There’s a line from The Wedding Singer that sounded great — Robbie, Adam Sandler’s character, says he wants to be a songwriter, one who’s going to write a song that makes people think “Man, I get what he was thinking when he wrote that.” Isn’t that the whole purpose of writing anything?

I’m back on the East Coast again again for the first time in what, eight years? At least since I was in school, and I can only think of everything that’s changed since then. Was it always so lonely, this being apart, a whole continent in between?

(I don’t wanna be lonely, baby, please help me)
I wanna love you all over

— Huey Lews and the News, Do You Believe in Love

I know that it’s got to be some kind of minor hell, or more precisely, some kind of karma for never appreciating all the thousands of kindnesses theVet does for me every day.

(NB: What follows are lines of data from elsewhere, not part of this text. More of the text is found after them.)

PR #698, opened 2022-10-25
Add documentation on Performance Expectations

joehoyle:


docs/performance-expectations.md
```diff
@@ -0,0 +1,17 @@
+# Performance Expectations
+
+## CDN Response Times
+
+Altis Cloud serves [static files](./static-file-caching.md) and the [page cache](./page-caching.md) from the CDN. In cases when static files and pages are already cached on the CDN, response times for client requests are typically between 10 miliseconds and 30 miliseconds. This can depend on the quality of connection from the client. See [CDN](./cdn/README.md) for details on Edge Cache locations.
```
rmccue, line 5:
```suggestion
Altis Cloud serves [static files](./static-file-caching.md) and the [page cache](./page-caching.md) from the CDN. In cases when static files and pages are already cached on the CDN, response times for client requests are typically between 10 milliseconds and 30 milliseconds.

Response times can depend on the quality of connection from the client. See [CDN](./cdn/README.md) for details on Edge Cache locations.
```

docs/performance-expectations.md
```diff
@@ -0,0 +1,17 @@
...
+
+## Origin Cache Response Times
+
+The origin cache (also called Batcache) is documented in [page cache](./page-caching.md). Response times for Batcache HIT requests are typically between 30 miliseconds and 60 miliseconds.
```
rmccue, line 9:
```suggestion
The origin cache (also called Batcache) is documented in [page cache](./page-caching.md). Response times for Batcache HIT requests are typically between 30 milliseconds and 60 milliseconds.
```

docs/performance-expectations.md
```diff
@@ -0,0 +1,17 @@
...
+
+## Origin Response Times
+
+Origin response times when PHP / WordPress dynmically generate a page can vary dignificantly depending on the site's implementation (plugins used, WordPress theme, database queries etc). We're provided the following guidelines for page generation time to help teams better understand the typical "base" response times. These figures may not be illustritive of all projects given how many factors dictate the performance of WordPress based sites.
```
rmccue, line 13:
```suggestion
Origin response times when PHP / WordPress dynamically generates a page can vary significantly depending on the site's implementation, including which plugins are used, the active WordPress theme, how many database queries are used, etc. The included [development tools](docs://dev-tools/) help with visibility of these statistics.

We're provided the following guidelines for page generation time to help teams better understand the typical "base" response times, based on our real-world experience.

These figures may not be illustrative of all projects, but can provide a guideline for optimisation.
```

docs/performance-expectations.md
```diff
@@ -0,0 +1,17 @@
...
+
+|Page Generation Type|Average (miliseconds)|90th Percentile (miliseconds)|
+|--|--|--|
+|New WordPress Install + `Twenty Twenty Two` theme homepage.|150|450|
```
rmccue, line 17:
```suggestion
Page Generation Type | Average (milliseconds) | 90th Percentile (milliseconds)
-- | -- | --
New WordPress Install + `Twenty Twenty Two` theme homepage. | 150 | 450
```

rmccue (changes requested):

docs/performance-expectations.md
joehoyle: I'll take your word for it!

rmccue (approved):

kovshenin (approved):

joehoyle:
@johnbillion the intention is to provide baseline metrics so people deploying on Altis Cloud can understand the delta between their "site additions" and what a blank slate vanilla WordPress is likely to perform at. It also provides a baseline so they understand what minimum numbers are viable (if for example, they expect to optimize their code to get things responding in 50ms).

I think this doc could be fleshed out in the future though, with some more example setups. I don't think we should be blocking merging it now though.

PR #721, opened 2023-01-16
Update Composer version

johnbillion:
According to `composer --version` inside a `.build-script` file, Composer is now at version 2.4.4 on the cloud deployment infrastructure.


mikelittle (approved):
Thanks, John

Man that sounds horrible, like I just miss having a servant. Let them eat cake, that kind of stuff. Lonely’s more than that. Days like these, nights like these, I feel lonely in my own skin. I just don’t know what to do by myself any more. No, lonely’s gotta be somewhere between the last seat on the bus and watching the lights flicker and glow out at closing time. It’s empty chairs and desperate calls to 411, trying to remember, trying to reconnect. Lonely’s knowing just how many vacant minutes fill each dark night. It’s 18 000 days — 540 000 hours of knowing exactly what you need and learning how badly you picked that bet. All this time I thought the future was just more of the same, and I dreaded it a thousand times more than the million slow deaths of humiliation I’d already had in my life — the petrification of actually having to stand up and speak in front of everyone, everyone’s eyes, everyone’s expectations weighing a thousand tons of stares.

Dream a dream of the future with me — grey at the houses of worship, lines changed to canyons (you know I’m now almost halfway to where grampa was the first time we met?) — but that’s only the part I can’t control. I’ve said it before: now I can’t wait. Each day is a day closer, and thus another chance to discover. Yeah, I know it sounds completely Polyanna, sunshine lollipops and rainbows and yet I still can’t help but feel a little giddy about it all. Maybe it’s just who I am, but I’m still learning, learning that love is in the details. Figure it this way: 80 years, 365 days, 2 times the sky catches fire at dusk and dawn. 56 000 opportunities to share your life and amazing times while the world reminds you it’s all still magic, it’s all so magic.

Mike

High School (Aren’t We Joe Cool Yet?)

5 November 2006

I’m not convinced I got the most out of high school. But at least I got out.

*****

To be honest, things didn’t change much in high school. The hair of the student body didn’t pose the fire hazard that it used to, but we stayed in the groups that we’d split into as junior high people. I don’t condemn it because it just happens and seems as natural as plate tectonics: huge masses rushing towards each other and one would inevitably grind the other down, but not without rumbling and trembling. It’s not always a wasteland, though; sometimes you find genuinely honest and wonderful people, like some of my neighboring locker-owners. We all had to deal with the peculiar quirks of the school, such as how it was designed for southern California weather (and hence was a series of disconnected buildings) while experiencing a snow-belt reality. I still like almost all of the people who graduated with me, but it was difficult to reach across the group borders afterwards; I have yet to contact probably 90% of my graduating class with something stronger than a rumor.